YORKVILLE, Ill. (CBS) -- They lost their son on 9/11. Now a Yorkville couple says it's their mission to make sure what happened on that day is not forgotten.

CBS 2's Suzanne Le Mignot reports.

Dwayne Collman says it was his son Jeffrey Collman's dream to be a flight attendant. 

"If he sat near you on a plane, by the time you landed he'd know your whole life story," Jeffrey's stepmother, Kay Collman, says with a chuckle.

On Sept. 11, Jeffrey died doing what he loved. He was on board American Airlines Flight 11, the first plane to hit the World Trade Center. Collman had switched schedules with someone else that day.

"He saved somebody else's life," his father says.

While 10 years have passed since Jeffrey died, the healing is ongoing for his father and stepmother.

"She's the glue that held us together. I couldn't talk on the phone for months. I get so emotional," Dwayne Collman says of his wife.

He says his 41-year-old son loved life and truly lived each day as if it were his last. 

"We always told him to save his money," Kay Collman says. "He said,'Where's the guarantee I'm gonna get old? I'm gonna enjoy every day.'"

The Collmans say the outpouring of support they've received in the past decade has been tremendous, especially at Jeffrey's memorial service.

Total strangers sent quilts to honor their son's memory. A woman in Australia heard of Jeffrey's love of her country and sent his parents an elaborate quilt.
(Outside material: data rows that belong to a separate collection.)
PR #340, opened 2026-05-05
[quant] AWQ checkpoint support for vllm-metal

scyyh11:
## Summary

* First HF AWQ checkpoint validated end-to-end on the Metal paged-attention runner: `Qwen/Qwen2.5-1.5B-Instruct-AWQ` (greedy continuation top-1 matches the bf16 reference, `Paris`).
* `mlx-lm 0.31.3+` already provides the AWQ → MLX-affine repack via `_transform_awq_weights`; vllm-metal inherits it on the existing `mlx_lm.load` path. Support was undocumented and unvalidated. This PR adds an entry-point preflight, post-load dtype alignment for non-quantized leaves, the `supported_models.md` row, and synthetic + slow regression tests, with the entire AWQ branch encapsulated behind a dedicated `AWQQuantLoader` owner under `vllm_metal/quant/` so quantization policy stays in one cohesive place rather than leaking into the generic loader.
* No new Metal kernel; no `mlx_lm.models.*` modifications; no paged-attention or sampling changes.

## Background

Today's `mlx_lm.load` path on AWQ checkpoints loads and produces fluent text without any vllm-metal changes, but with two integration gaps:

1. mlx-lm derives runtime dtype from `scales.dtype` (typically fp16 in published Qwen / Llama AWQ). The rest of the engine (KV cache, sampler) runs at `model_config.dtype` (bf16 for Qwen2.5). Layernorms, embeddings, and the regular `bias` parameter on quantized linears (Qwen2 q/k/v projections, MoE per-expert biases) end up fp16, creating a mixed-dtype path into the bf16 KV cache.
2. AutoAWQ-format checkpoints with aliases (`w_bit`, `q_group_size`, uppercase `"GEMM"`) and unsupported variants (`gemv`, `bits != 4`, `group_size != 128`, `zero_point=False`) flow through to mlx-lm without a clear vllm-metal-side error.

## Implementation

* **`vllm_metal/quant/awq_loader.py` — `AWQQuantLoader`**, the single owner of the AWQ load contract. `for_model` runs Hub config detection (with mlx-lm's `text_config.quantization_config` fallback for wrapper / multimodal configs) and returns `None` for non-AWQ checkpoints; **GPTQ checkpoints raise `UnsupportedQuantizationConfigError` at the entry point** rather than silently flowing through, since GPTQ is not part of the v1 support claim and the loader must not silently take ownership of an unvalidated quant method. `load` invokes `mlx_lm.load(model_config={"quantization_config": ...})` with the normalized config and runs post-load dtype alignment. `cache_key` is dtype-scoped so a model first loaded as bf16 cannot be served as fp16 from cache. Hub-fetch errors (`HfHubHTTPError`, `HFValidationError`, `OSError`) propagate to the caller rather than silently demoting an AWQ checkpoint to the generic loader path on a transient Hub failure.
* **`vllm_metal/quant/awq_config.py` — `normalize_quant_config(raw)`**. Canonicalizes aliases (`w_bit` → `bits`, `q_group_size` → `group_size`, uppercase `GEMM` → `gemm`) and rejects unsupported v1 variants with a clear error before any model state is constructed. Accepts `quant_method="awq"` only; symmetric quantization (`zero_point=false`) is rejected. Raises `UnsupportedQuantizationConfigError` naming the offending field and value.
* **Post-load dtype alignment**, owned by `AWQQuantLoader` as a private static helper. Casts every floating param outside of `scales` / `biases` (the AWQ-transform output) to the runtime target dtype. Detects MLX-quantized leaves via duck-typing on the protocol's `bits` / `group_size` attributes so the alignment covers `nn.QuantizedLinear`, `nn.QuantizedEmbedding`, and the mlx_lm peers `QuantizedSwitchLinear` (MoE) and `QuantizedMultiLinear` (MLA), none of which subclass `QuantizedLinear`. The ordinary `bias` parameter on those leaves is *included* in alignment; only the AWQ-transform output buffers are exempt.
* **`vllm_metal/v1/model_lifecycle.py` — thin dispatch.** Speculatively probes the cache against both candidate keys (AWQ key first, generic fallback), then invokes `AWQQuantLoader.for_model` only on miss to avoid an HF Hub roundtrip on cache hits. Probing AWQ first means a previously cached AWQ load is still served correctly even if a current detection invocation would have failed (e.g. transient Hub error after the cache was warmed). Generic and STT cache keys stay 2-tuples; dtype scoping is encoded inside the AWQ key segment so it remains a property of the owner, not of the generic cache.

### Per-layer (Qwen2.5-0.5B-Instruct-AWQ q_proj)

* Dequant max abs err: `1.95e-3` (1 ULP at fp16 magnitude ≈ 2)
* Matmul cos similarity: `0.9999985`
* Matmul err vs naive-MLX-quantize-from-fp16 baseline: `0.037` vs `0.305` (**8.2× smaller**), confirming AWQ's per-channel scale calibration survives the repack intact.

### End-to-end vs bf16 reference (`"The capital of France is"`, 64 steps)

| model | method | logits cos | KL(ref‖q) | TF top-1 |
|---|---|---|---|---|
| 0.5B  | AWQ-repack     | **0.9835** | 0.126     | **52/64** |
| 0.5B  | naive MLX 4bit | 0.9545     | 0.676     | 51/64     |
| 1.5B  | AWQ-repack     | **0.9746** | 0.257     | **58/64** |
| 1.5B  | naive MLX 4bit | 0.9583     | 0.214     | 52/64     |

KL is reported as a diagnostic only: at 1.5B naive's KL (0.214) is smaller than AWQ's (0.257) while AWQ wins on every other signal; KL is sensitive to small tail-mass shifts and does not consistently rank quantization quality at this scale.

On 1.5B's free-greedy continuation, AWQ-repack and the bf16 reference produce **byte-identical multiple-choice option text** for ~30 tokens after a single-token punctuation difference; naive 4bit diverges into an unrelated topic.

### 7B (AWQ vs naive 4bit, no bf16 reference)

`Qwen/Qwen2.5-7B-Instruct` (~14 GB bf16) does not fit in 16 GB unified memory under MLX's eager forward path. Verified on M1 Pro that the AWQ-repack 7B loads, runs, and produces a coherent encyclopedia-style response, while naive 4bit drops into a confused self-questioning loop on the same prompt. Cos `0.9853`, KL `0.156` between the two 4bit paths. Full bf16-reference parity for 7B is gated on ≥ 32 GB hardware.

## Scope

**v1 supports**: AWQ at `bits: 4`, `group_size: 128`, `zero_point: true`, `version: "gemm"`, covering every official Qwen / Llama / Mistral AWQ release on HF. GPTQ checkpoints are explicitly rejected at the loader entry point with a clear error pointing users at AWQ; promoting GPTQ to a supported quant method is deferred to a follow-up PR once a real GPTQ checkpoint is validated end-to-end.

**Out of scope** for this PR: GGUF; bits ≠ 4; group_size ≠ 128; AWQ `version: "gemv"`; GPTQ (rejected at the loader; follow-up PR); new model architectures not in mlx_lm.

The preflight, dtype alignment, and `_transform_awq_weights` repack are architecture-agnostic. The alignment in particular is correct for MoE (`QuantizedSwitchLinear`) and MLA (`QuantizedMultiLinear`) AWQ checkpoints by virtue of the quantize-protocol duck-typing, though only Qwen2-style dense models are validated end-to-end in this PR.

## Test plan

- [x] `pytest -m "not slow" tests/`: 694 fast tests pass. `tests/quant/test_awq_loader.py` is grouped into `TestCacheKey`, `TestConfigDetection`, and `TestDtypeAlignment`, the last of which drives `AWQQuantLoader.load()` with a stubbed `mlx_lm_load` so alignment assertions hang off the public load contract. Coverage: alias normalization, `zero_point` rejection, GPTQ rejection at the loader entry point, repack parity vs AWQ ground truth, dtype-scoped cache-key isolation, Hub-fetch error propagation, and the biases-vs-bias dtype distinction across both a real `nn.QuantizedLinear` and a synthetic duck-typed quantize-protocol module
- [x] `pytest tests/test_model_lifecycle.py`, including the parametrized `test_load_dispatches_by_awq_detection` that pins the AWQ vs generic dispatch contract
- [x] `pytest -m slow tests/quant/`: 2 cases, ~20s with model cached, covering dtype alignment after load on 1.5B-AWQ (asserts `scales` / `biases` stay fp16 while ordinary `bias` is bf16) and full vLLM `LLM.generate` smoke through the paged-attention runner (asserts `Paris` appears in the greedy continuation)
- [x] `ruff check vllm_metal/ tests/`: clean
- [x] `Qwen/Qwen2.5-1.5B-Instruct-AWQ` greedy continuation matches bf16 reference top-1 on M1 Pro 16 GB / macOS 26.2

Quantitative parity scripts (the 0.5B / 1.5B / 7B tables above) live as standalone scripts and are not run in CI because they require loading multiple 1.5B models in one process; the slow smoke + dtype tests are the regression guards.


vllm_metal/v1/model_lifecycle.py
```diff
@@ -194,12 +309,29 @@ def _load_generation_model(self, model_name: str, is_vlm: bool) -> tuple[Any, An
             )
             model, tokenizer = mlx_vlm_load(model_name)
         else:
+            # AWQ/GPTQ preflight: normalize aliases and reject unsupported
+            # variants before any model state is constructed. Returns None
+            # for non-AWQ/GPTQ checkpoints (no behavior change for those).
+            awq_model_config = _maybe_normalize_awq_model_config(model_name)
```
LxYuan0420: There is useful AWQ work here, but I do not think it should land as lifecycle-owned logic. `ModelLifecycle` should stay close to the upstream loader flow: choose the loader, call it, cache the result, and assign runner state. AWQ/GPTQ-specific behavior such as config preflight, `mlx_lm.load(model_config=...)`, post-load dtype alignment, and cache-key policy should live behind one cohesive owner under `vllm_metal/quant/`.

vllm_metal/v1/model_lifecycle.py
```diff
@@ -174,7 +281,15 @@ def load(self) -> None:
...
         logger.info("Loading model: %s (VLM: %s)", model_name, is_vlm)
         start_time = time.time()
-        cache_key = _generation_cache_key(model_name, is_vlm=is_vlm)
+        # Resolve the runtime dtype up front: it is part of the cache key
+        # and the AWQ/GPTQ post-load alignment target, so we must compute it
+        # before any cache lookup.
+        target_dtype = torch_to_mlx(
+            torch.empty(0, dtype=self._runner.model_config.dtype)
+        ).dtype
+        cache_key = _generation_cache_key(
```
LxYuan0420: The dtype-scoped cache policy should come from the AWQ/GPTQ load owner, not lifecycle directly. Right now this changes cache behavior for every text model even though the dtype-specific mutation only exists on the quantized path. Please keep that policy scoped to the quantized load plan.

vllm_metal/v1/model_lifecycle.py
```diff
@@ -130,6 +141,102 @@ def _mlx_lm_compatible_model_path(model_name: str):
...
+    under ``text_config`` would skip the vllm-metal preflight entirely
+    while mlx_lm itself would still apply the transform.
+    """
+    model_path = Path(model_name)
+    if model_path.is_dir():
+        config_path = model_path / "config.json"
+        if not config_path.is_file():
+            return None
+    else:
+        try:
```
LxYuan0420: Please keep this boundary explicit. If Hub config fetch is part of the AWQ/GPTQ load contract, it should live on the quant-owned loader support with explicit imports and narrow errors. I do not want lazy import plus fail-open behavior in the middle of lifecycle helpers.

vllm_metal/compat.py
```diff
@@ -428,3 +429,78 @@ def _transform(self, weights):
...
+
+    For tied-embedding architectures, ``Model.lm_head`` is not a real
+    parameter; AWQ checkpoints that quantize ``lm_head`` ship a redundant
+    triple that ``mlx_lm._transform_awq_weights`` would convert into
+    ``lm_head.weight/scales/biases`` and then fail strict weight load.
+    """
+    return {k: v for k, v in weights.items() if k not in _AWQ_LM_HEAD_QUANT_KEYS}
+
+
+def _patch_mlx_lm_qwen2_awq_tied_lm_head() -> None:
```
LxYuan0420: I would not carry this sanitize patch in the AWQ support PR. None of the validated checkpoints in this PR require it, and it becomes a global upstream patch as soon as lifecycle imports `apply_compat_patches()`. Please avoid speculative patching here and keep the AWQ support path focused on what is actually needed and validated.

docs/supported_models.md
```diff
@@ -22,6 +22,26 @@ unless prefix caching is explicitly forced. These values describe the
 default engine behavior, not exhaustive model-by-model benchmarking on
 Metal. Qwen3 is explicitly covered by the paged prefix-cache e2e test.
 
+`HF AWQ / GPTQ checkpoints`: load through mlx-lm 0.31.3+'s built-in
```
LxYuan0420: Please keep the support claim scoped to AWQ in this PR. GPTQ can share the same long-term owner and normalization path, but the public support claim should stay narrow until GPTQ has real checkpoint validation.

tests/test_model_lifecycle.py
```diff
@@ -15,9 +15,21 @@
 from tests.stub_runner import make_stub_runner
 from vllm_metal.config import reset_config
 from vllm_metal.paged_attention_backend.mla import MLA_DEFAULT_QK_ROPE_HEAD_DIM
+from vllm_metal.pytorch_backend.tensor_bridge import torch_to_mlx
 from vllm_metal.v1 import model_lifecycle
 from vllm_metal.v1.model_lifecycle import ModelLifecycle
 
+
+def _default_target_dtype():
```
LxYuan0420: This test churn is a smell from the wrong abstraction. Generic lifecycle tests now need dtype-aware cache-key setup even though they are not testing quantized load policy. That is a sign the AWQ/GPTQ behavior has leaked out of its own concern and into unrelated lifecycle coverage. If the quantized load flow is moved behind one owner under `vllm_metal/quant/`, most of this extra test setup should disappear.

vllm_metal/quant/awq_config.py
```diff
@@ -0,0 +1,141 @@
...
+
+def _pick_alias(raw: Mapping[str, Any], aliases: tuple[str, ...]) -> Any:
+    """Return the first present alias's value, or None if none are set."""
+    for key in aliases:
+        if key in raw:
+            return raw[key]
+    return None
+
+
+def normalize_quant_config(raw: Mapping[str, Any]) -> dict[str, Any]:
```
LxYuan0420, line 63: If we introduce `vllm_metal/quant/` as a boundary, it should be a real owner, not just a place to park `normalize_quant_config(...)`. Right now the package contains one free normalizer while lifecycle still owns the actual AWQ/GPTQ behavior. Please pull the load policy behind a small class under `vllm_metal/quant/` so this boundary is cohesive and production-grade.

LxYuan0420 (changes requested):
There is useful AWQ work in this PR, and I do want it to land. The main thing I want tightened before merge is the ownership shape. Right now too much quantization policy is being taught directly to lifecycle, and the PR also pulls in a speculative global sanitize patch that is not required by the validated checkpoints. 

Ideally, I want the AWQ/GPTQ load flow owned in one cohesive place under `vllm_metal/quant/`, with `ModelLifecycle` staying close to the upstream loader flow and compat patches kept narrow and necessity-driven.

That will give us a cleaner foundation for future quantized checkpoint work and keep this change aligned with the code quality bar we want to hold.

vllm_metal/quant/awq_loader.py
```diff
@@ -0,0 +1,221 @@
...
+                continue
+            if not mx.issubdtype(dtype, mx.floating):
+                continue
+            if dtype == target_dtype:
+                continue
+            updates[name] = value.astype(target_dtype)
+        if updates:
+            module.update(updates)
+            n_cast += len(updates)
+    return n_cast
```
LxYuan0420: Please make `AWQQuantLoader` actually own this behavior. `_read_raw_quantization_config()`, `_is_mlx_quantized_module()`, and `_align_non_quantized_dtypes()` should move behind private methods or a small owned collaborator under the loader. The tests should exercise the public loader contract, not import private module helpers directly. This is a foundational quant load path, so the ownership boundary needs to be clean.

vllm_metal/quant/awq_loader.py
```diff
@@ -0,0 +1,221 @@
...
+
+    Surrounding floating params follow the engine's runtime dtype: layer
+    norms, embeddings (when not quantized), and the quantized layer's
+    own ordinary ``bias`` (Qwen2 q/k/v projections, MoE per-expert
+    biases, etc.). Without aligning the regular ``bias`` the projection
+    emits mixed-dtype activations into a bf16 KV cache / sampler.
+    """
+    import mlx.core as mx
+    import mlx.nn as nn
+    from mlx.utils import tree_flatten
```
LxYuan0420: Please move these imports to the top of the file. This module is already the AWQ/MLX load owner and MLX is not an optional dependency for this path, so local imports here only make the code harder to reason about. Same for the test-side `mlx.nn` import with `E402`.

vllm_metal/quant/awq_loader.py
```diff
@@ -0,0 +1,221 @@
...
+from huggingface_hub.utils import HFValidationError
+from mlx_lm import load as mlx_lm_load
+from vllm.logger import init_logger
+
+from vllm_metal.quant.awq_config import normalize_quant_config
+
+logger = init_logger(__name__)
+
+
+_QUANT_METHODS = ("awq", "gptq")
```
LxYuan0420: Please keep this PR’s runtime contract AWQ-only, or add real GPTQ validation before accepting `quant_method="gptq"`. If GPTQ is not part of the support claim yet, the loader should not silently take ownership of GPTQ checkpoints. That should be a follow-up once a real GPTQ checkpoint is validated.

tests/quant/test_awq_loader.py
```diff
@@ -0,0 +1,416 @@
...
+
+    n_cast = _align_non_quantized_dtypes(wrapper, mx.bfloat16)
+
+    assert module.biases.dtype == mx.float16, (
+        "AWQ-transform `biases` (plural) must NOT be cast away from fp16"
+    )
+    assert module.bias.dtype == mx.bfloat16, (
+        "Regular linear `bias` (singular) MUST be cast to runtime bfloat16"
+    )
+    assert n_cast == 1
```
LxYuan0420: Please organize this into class-based test groups, for example cache key, config detection, and dtype alignment. The current long flat file plus banner comments makes the test surface harder to maintain as quant support grows.

vllm_metal/v1/model_lifecycle.py
```diff
@@ -186,20 +202,30 @@ def _load_generation_model(self, model_name: str, is_vlm: bool) -> tuple[Any, An
             )
             return cached
 
+        awq_loader = None if is_vlm else AWQQuantLoader.for_model(model_name)
+        cache_key = awq_key if awq_loader is not None else generic_key
```
LxYuan0420, line 209: Please make the AWQ cache/preflight behavior explicit here. We should prefer the AWQ-specific cache key before the generic `mlx_lm` key, and `AWQQuantLoader.for_model()` should not fail open silently when config lookup fails. If preflight is skipped intentionally, log it clearly; otherwise a transient config miss can fall through to the generic loader/cache path and bypass the dtype-alignment contract this PR is adding.

LxYuan0420 (changes requested):

vllm_metal/quant/awq_loader.py
```diff
@@ -0,0 +1,244 @@
...
+        ``mlx.nn.QuantizedEmbedding`` together with the mlx_lm peers
+        ``QuantizedSwitchLinear`` (MoE) and ``QuantizedMultiLinear`` (MLA),
+        none of which subclass ``nn.QuantizedLinear``. An ``isinstance``
+        check would silently misclassify those as plain modules and let
+        their AWQ-transform ``scales`` / ``biases`` be cast to the runtime
+        dtype. A separate import dependency on the mlx_lm peers would make
+        the alignment fragile across mlx_lm versions; the protocol
+        attributes are stable.
+        """
+        return hasattr(module, "bits") and hasattr(module, "group_size")
```
LxYuan0420, line 200: Optional nit: `_is_mlx_quantized_module()` is still a raw `hasattr(...)` check even though the docstring is already describing a stable protocol. I would prefer to tighten that into an explicit protocol/type-guard in a follow-up so this production path depends on a named contract rather than reflection.

vllm_metal/quant/awq_loader.py
```diff
@@ -0,0 +1,244 @@
...
+        legitimate "no config" case and remains a silent ``None``.
+        """
+        model_path = Path(model_name)
+        if model_path.is_dir():
+            config_path = model_path / "config.json"
+            if not config_path.is_file():
+                return None
+        else:
+            config_path = Path(hf_hub_download(model_name, "config.json"))
+        with open(config_path) as fid:
```
LxYuan0420: Optional nit: please make the config read explicit with `encoding="utf-8"` here. Small thing, but this is a core config path and we should keep file I/O explicit.

tests/quant/test_awq_loader.py
```diff
@@ -0,0 +1,442 @@
...
+        """
+        key = AWQQuantLoader.cache_key("foo", target_dtype=_mlx_dtype(torch.bfloat16))
+        assert key == ("foo", f"mlx_lm-awq:{mx.bfloat16}")
+
+    def test_distinct_from_generic_lifecycle_key(self):
+        """AWQ cache key must not collide with the generic mlx_lm key
+        for the same model: an AWQ-mutated cached model must not be
+        served to a non-AWQ caller, nor vice versa.
+        """
+        from vllm_metal.v1.model_lifecycle import _generation_cache_key
```
LxYuan0420: Optional nit: there is still one local import in this test file. Unless there is a concrete import-cycle reason, I would move `from vllm_metal.v1.model_lifecycle import _generation_cache_key` to the top of the file so the test stays stylistically consistent after the refactor.

LxYuan0420 (approved):
LGTM; Could you also paste one short runtime proof before or after merge, ideally the exact command plus one `LLM.generate` / serve output from the AWQ model? A screenshot is fine too, but raw command/output is more useful for future debugging.

scyyh11:
Runtime proof on M1 Pro 16 GB / macOS 26.2 against head `5708cc4`. Both runs use `Qwen/Qwen2.5-1.5B-Instruct-AWQ`. The `awq_loader.py:135 AWQ load:` line is the trace point that confirms the new owner is on the load path; it reads `aligned 0` here because the engine resolved `dtype=torch.float16` and the AWQ-transform output is already fp16 — bf16 alignment is exercised by the slow regression test.

### 1. `LLM.generate`

```
VLLM_ENABLE_V1_MULTIPROCESSING=0 VLLM_METAL_USE_PAGED_ATTENTION=1 VLLM_METAL_MEMORY_FRACTION=0.3 \
python -c "
llm = LLM(model='Qwen/Qwen2.5-1.5B-Instruct-AWQ', max_model_len=512, max_num_seqs=1)
print(llm.generate(['The capital of France is'], SamplingParams(temperature=0, max_tokens=32))[0].outputs[0].text)
"
```

Load trace (relevant lines):

```
INFO 05-06 10:32:10 [worker.py:115] MLX device set to: Device(gpu, 0)
INFO 05-06 10:32:10 [model_lifecycle.py:176] Loading model: Qwen/Qwen2.5-1.5B-Instruct-AWQ (VLM: False)
INFO 05-06 10:32:12 [awq_loader.py:135] AWQ load: aligned 0 non-quantized floating params to mlx.core.float16
INFO 05-06 10:32:12 [model_lifecycle.py:236] Model loaded in 1.53s: Qwen/Qwen2.5-1.5B-Instruct-AWQ
INFO 05-06 10:32:13 [cache.py:166] KV cache: 1905.2 MB (28 layers, 4153 blocks, 16 tokens/block)
INFO 05-06 10:32:13 [cache_policy.py:601] Paged attention enabled: 28 layers patched, 4153 blocks allocated
```

Output:

```
PROMPT: 'The capital of France is'
OUTPUT: ' Paris. Paris is a city in France. Paris is a city in the Île-de-France region. Paris is a city in the north of France.'
```

### 2. `vllm serve` + `curl /v1/completions`

Server:

```
VLLM_ENABLE_V1_MULTIPROCESSING=0 VLLM_METAL_USE_PAGED_ATTENTION=1 VLLM_METAL_MEMORY_FRACTION=0.3 \
vllm serve Qwen/Qwen2.5-1.5B-Instruct-AWQ --max-model-len 512 --max-num-seqs 1 --port 8000
```

Server-side load trace:

```
(EngineCore pid=33445) INFO 05-06 10:32:50 [model_lifecycle.py:176] Loading model: Qwen/Qwen2.5-1.5B-Instruct-AWQ (VLM: False)
(EngineCore pid=33445) INFO 05-06 10:32:51 [awq_loader.py:135] AWQ load: aligned 0 non-quantized floating params to mlx.core.float16
(EngineCore pid=33445) INFO 05-06 10:32:51 [model_lifecycle.py:236] Model loaded in 1.18s: Qwen/Qwen2.5-1.5B-Instruct-AWQ
(EngineCore pid=33445) INFO 05-06 10:32:51 [cache_policy.py:601] Paged attention enabled: 28 layers patched, 4219 blocks allocated
(APIServer pid=33416) INFO:     Application startup complete.
```

Client:

```
curl -sS -X POST http://127.0.0.1:8000/v1/completions \
  -d '{"model":"Qwen/Qwen2.5-1.5B-Instruct-AWQ","prompt":"The capital of France is","max_tokens":32,"temperature":0}'
```

Response:

```json
{
    "id": "cmpl-a7115b9f8bee9ae8",
    "object": "text_completion",
    "created": 1778077984,
    "model": "Qwen/Qwen2.5-1.5B-Instruct-AWQ",
    "choices": [
        {
            "index": 0,
            "text": " Paris. The capital of the United States is Washington D.C. The capital of Canada is Ottawa. The capital of Australia is Canberra. The capital of New Zealand",
            "logprobs": null,
            "finish_reason": "length",
            "stop_reason": null,
            "token_ids": null,
            "prompt_logprobs": null,
            "prompt_token_ids": null
        }
    ],
    "usage": {
        "prompt_tokens": 5,
        "total_tokens": 37,
        "completion_tokens": 32
    }
}
```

Two women in Madison, Wisc. made a red, white and blue quilt in his honor.

"We should never forget this day," Dwayne Collman says of 9/11.

In his son's memory, Dwayne Collman will read his son's name aloud at an Oswego memorial, where nearly 3,000 pairs of shoes will be laid out.  Each pair represents a person who died in the 9-11 attacks. Collman, who loved tennis, will also have a Yorkville tennis court named in his honor next spring.